A sputtering sound from the aircraft's power plant drew Mathieu's attention to the scattered wreckage, and his sense of wonder over his survival returned. The contours of the ground must have exactly matched the ship's line of flight, giving it seconds instead of microseconds in which to shed its kinetic energy, and thereby saving his life. Such events were not unknown in aviation lore — a similar thing had happened to St. Exupery in North Africa — but still he had a distinct sense of the miraculous. A religious man would have been down on his knees giving thanks to God. Mathieu, however, had more earthly concerns, among them the question of how long it would take him to get back to Madison City so that he could proceed with the important business of being alive.

He was alone in a sea of verdant green which shaded into blue as it reached the vaporous blur of the horizon. This area of what had once been Alabama had been deregistered more than a century earlier and now it looked as though it had never been touched, as though the first boats had yet to come straggling across the Pacific.

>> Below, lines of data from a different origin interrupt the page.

Issue #38828, opened 2026-08-29
websearch_interception chat-completions agentic follow-up crashes: acompletion() got multiple values for keyword argument 'aws_region_name'


mayank-affirm:
## Bug

When `websearch_interception` intercepts a **Chat Completions** request that triggers the agentic Web Search loop, the follow-up model call crashes with:

```
LiteLLM.AgenticHookError: Exception in chat completion agentic hooks:
litellm.main.acompletion() got multiple values for keyword argument 'aws_region_name'
```

after which the handler returns a non-stream `ModelResponse` and the proxy's SSE generator crashes with:

```
TypeError: 'async for' requires an object with __aiter__ method, got ModelResponse
```

## Root cause

`BaseLLMHTTPHandler._execute_chat_completion_agentic_plan` (litellm/llms/custom_httpx/llm_http_handler.py:5498) issues the follow-up as:

```python
return await litellm.acompletion(
    model=full_model_name,
    messages=patch.messages,
    **optional_params_for_followup,
    **kwargs_for_followup,
)
```

`optional_params_for_followup` is built from the method's `optional_params` arg (+ `patch.optional_params`), and `kwargs_for_followup` from the method's `kwargs` arg (+ `patch.kwargs`). On a Bedrock route, BOTH source dicts carry `aws_region_name` (and the other AWS connection params), so the double-splat passes the same keyword twice and Python raises before the callee runs.

The interception callback (`WebSearchInterceptionLogger._build_chat_completion_request_patch`) rebuilds `patch.kwargs`/`patch.optional_params` from the original request and copies the provider connection keys into both, so the merge cannot dedup them.

## Repro

1. Configure a Bedrock chat model (e.g. `bedrock/mantle/anthropic.claude-sonnet-5`) with `websearch_interception` enabled and an AgentCore/search backend.
2. POST `/v1/chat/completions` with `stream: true` and a web-search tool that the interception converts (e.g. `{"type": "function", "function": {"name": "web_search", ...}}` after detection broadening — see linked issue for that gap).
3. The agentic follow-up raises the kwarg-collision TypeError.

## Suggested fix

Before the `litellm.acompletion(...)` call in `_execute_chat_completion_agentic_plan`, drop any key present in both `optional_params_for_followup` and `kwargs_for_followup` from one of them (keep the `optional_params` value), or otherwise merge the two dicts with explicit precedence instead of a bare double-splat.

## Version

litellm 1.99.0 (rc.1 image, gateway enterprise split).

[...]

PR #38885, opened 2026-08-30
fix(websearch): keep the provider prefix on the agentic follow-up model

### LINKED ISSUE #38829: websearch_interception chat-completions agentic follow-up misroutes model: 'LLM Provider NOT provided ... model=mantle/...'
## Bug

After the `aws_region_name` kwarg collision (see #38828) is worked around, the chat-completions Web Search agentic follow-up fails again with:

```
litellm.BadRequestError: LLM Provider NOT provided. Pass in the LLM provider you are
trying to call. You passed model=mantle/anthropic.claude-sonnet
```

## Root cause

In `BaseLLMHTTPHandler._execute_chat_completion_agentic_plan` (litellm/llms/custom_httpx/llm_http_handler.py:5470):

```python
full_model_name = patch.model or model
if "/" not in full_model_name:
    full_model_name = f"{custom_llm_provider}/{full_model_name}"
```

For a catalog model deployed as `bedrock/mantle/anthropic.claude-sonnet-5` (Bedrock Mantle OpenAI-compatible path), `patch.model` already carries the provider prefix shape, and `custom_llm_provider` resolves to `mantle`. The result `mantle/anthropic.claude-sonnet-5` is not a routable LiteLLM provider/model string, so the follow-up `acompletion` raises `BadRequestError: LLM Provider NOT provided`.

The follow-up should preserve the original fully-qualified deployment string (`bedrock/mantle/anthropic.claude-sonnet-5`) rather than re-prefixing a model that already embeds its provider path.

## Repro

1. Deploy a model via `bedrock/mantle/<model>` (Bedrock Mantle OpenAI-compatible endpoint) with `websearch_interception` enabled.
2. POST `/v1/chat/completions` with `stream: true` and an interceptable web-search tool.
3. With the `aws_region_name` collision (#38828) patched/avoided, the follow-up raises the provider-resolution BadRequestError.

## Version

litellm 1.99.0 (rc.1 image, gateway enterprise split).

msdianprince-7:
## TLDR

The agentic follow-up rebuilds the model string it re-dispatches with, and treats any slash as "already has a provider prefix". Providers that route through a sub-path still have a slash after the provider is stripped, so the prefix gets dropped and the follow-up cannot resolve a provider.

Fix: prefix unless the model already starts with that provider *plus a separator*, in one helper used by both copies of the old heuristic.

## User Flow

**Before** — web search works on the first hop, then the follow-up dies.

1. Operator deploys `bedrock/mantle/anthropic.claude-sonnet-5` with `websearch_interception` enabled
2. Client POSTs `/v1/chat/completions` with `"stream": true` and a web-search tool
3. Search runs, results come back — first hop looks healthy
4. Follow-up fails: `litellm.BadRequestError: LLM Provider NOT provided. ... You passed model=mantle/anthropic.claude-sonnet-5`
5. No config change helps; the model string is rebuilt internally

**After** — step 4 dispatches to `bedrock/mantle/anthropic.claude-sonnet-5` and answers. `openrouter/openai/gpt-4o` behaves the same way.

## Relevant issues

Fixes #38829

## Pre-Submission checklist

## Delays in PR merge?

## One correction to the issue's diagnosis

The issue reads `custom_llm_provider` as resolving to `mantle`. It actually resolves to `bedrock`:

```
litellm.get_llm_provider("bedrock/mantle/anthropic.claude-sonnet-5")
  -> model='mantle/anthropic.claude-sonnet-5', provider='bedrock'
```

The handler is handed the provider-stripped model, and that remainder still holds a slash — so `if "/" not in name` concluded it was already qualified and `bedrock/` was lost. Same failure and same fix the issue asks for, but the cause is the slash test, not provider resolution.

Two places carried that heuristic (the handler and the websearch patch builder that feeds it), so both now call one helper. The patch builder's copy also used `model.startswith(custom_llm_provider)` with no separator, which reads `openai` as a prefix of `openai_like`; the helper compares against `openai/`.

## Screenshots / Proof of Fix

The bug is in the model string the follow-up re-dispatches with, so the proof is what that string resolves to. No provider call and no key involved.

```python
DEPLOYMENT = "bedrock/mantle/anthropic.claude-sonnet-5"
stripped, provider, _, _ = litellm.get_llm_provider(model=DEPLOYMENT)   # what the handler is handed

def old_logic(model, custom_llm_provider):
    if "/" not in model:
        return f"{custom_llm_provider}/{model}"
    return model

litellm.get_llm_provider(model=old_logic(stripped, provider))                        # before
litellm.get_llm_provider(model=qualify_provider_stripped_model(stripped, provider))  # after
```

### Before (aea5358c48)

```
deployment            : bedrock/mantle/anthropic.claude-sonnet-5
handler receives      : model='mantle/anthropic.claude-sonnet-5' custom_llm_provider='bedrock'
BEFORE follow-up model: 'mantle/anthropic.claude-sonnet-5' -> BadRequestError: LLM Provider NOT provided.
```

That is the error from the issue, reproduced.

### After (cbdffd27f9)

```
AFTER  follow-up model: 'bedrock/mantle/anthropic.claude-sonnet-5' -> routable
```

`openrouter` + `openai/gpt-4o` gives `openrouter/openai/gpt-4o`, and an already-qualified model is left untouched.

## Type

🐛 Bug Fix

## Caveats (if any)

- This is the second of two failures the reporter hit. #38828 (the `aws_region_name` kwarg collision) is separate and still open — both are needed for the flow to run end to end.
- The end-to-end run needs a Bedrock Mantle deployment I don't have, so the proof is at model-resolution level rather than a live search.
- `patch.model` still wins over the handler's model when the plan sets one. Unchanged; only the qualification rule moved.

## Final Attestation

### DIFF
--- a/litellm/integrations/websearch_interception/handler.py
+++ b/litellm/integrations/websearch_interception/handler.py
@@ -1794,11 +1794,9 @@ class WebSearchInterceptionLogger(CustomLogger):
             k: v for k, v in kwargs.items() if not k.startswith("_websearch_interception") and k not in internal_params
         }
 
-        full_model_name = model
-        if "custom_llm_provider" in kwargs:
-            custom_llm_provider: Final = kwargs["custom_llm_provider"]
-            if not model.startswith(custom_llm_provider) and "/" not in model:
-                full_model_name = f"{custom_llm_provider}/{model}"
+        from litellm.litellm_core_utils.core_helpers import qualify_provider_stripped_model
+
+        full_model_name: Final = qualify_provider_stripped_model(model, kwargs.get("custom_llm_provider", ""))
 
         verbose_logger.debug(
             "WebSearchInterception: Built chat completion request patch model=%s messages=%d",
--- a/litellm/litellm_core_utils/core_helpers.py
+++ b/litellm/litellm_core_utils/core_helpers.py
@@ -30,13 +30,10 @@ def is_codex_user_agent(user_agent: str) -> bool:
 
 
 def qualify_provider_stripped_model(model: str, custom_llm_provider: str) -> str:
-    """
-    Put the provider prefix back on a model an agentic follow-up re-dispatches with.
+    """Put the provider prefix back on a provider-stripped model.
 
-    Handlers are handed the provider-stripped model, and for providers that route through
-    a sub-path (``bedrock/mantle/...``, ``openrouter/openai/...``) that remainder still
-    holds a slash. Treating any slash as "already qualified" drops the prefix and leaves a
-    string no provider can be resolved from.
+    A sub-path provider (``bedrock/mantle/...``) leaves a slash in the remainder, so
+    treating any slash as "already qualified" would drop the prefix.
     """
     if not custom_llm_provider or model.startswith(f"{custom_llm_provider}/"):
         return model
--- a/litellm/litellm_core_utils/core_helpers.py
+++ b/litellm/litellm_core_utils/core_helpers.py
@@ -30,11 +30,7 @@ def is_codex_user_agent(user_agent: str) -> bool:
 
 
 def qualify_provider_stripped_model(model: str, custom_llm_provider: str) -> str:
-    """Put the provider prefix back on a provider-stripped model.
-
-    A sub-path provider (``bedrock/mantle/...``) leaves a slash in the remainder, so
-    treating any slash as "already qualified" would drop the prefix.
-    """
+    """Put the provider prefix back on a provider-stripped model."""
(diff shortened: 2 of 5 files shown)


msdianprince-7:
@greptileai

msdianprince-7:
@mateo-berri this fixes #38829: the agentic follow-up drops the provider prefix for sub-path models like bedrock/mantle. Greptile 4/5, CI green, happy to adjust

msdianprince-7:
@greptileai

The nearest population centre was probably Madison City itself, hundreds of kilometres to the east, so there was no point in straying from the wreckage of his aircraft. With the gradual emptying of the country's airspace, all the paraphernalia of traffic control had been abandoned in favour of a system using computers in each aircraft. The transport department computer in Madison would have known about the crash as soon as it had happened, and in theory an emergency team should already be on its way to him.

Deciding that he should get some gentle exercise while waiting to be picked up, Mathieu began walking along the hillside. He had taken only a few paces when his attention was caught by a pulsing speck of ruby light which appeared low above the eastern horizon. It was the beacon of an aircraft which seemed to be heading in his direction.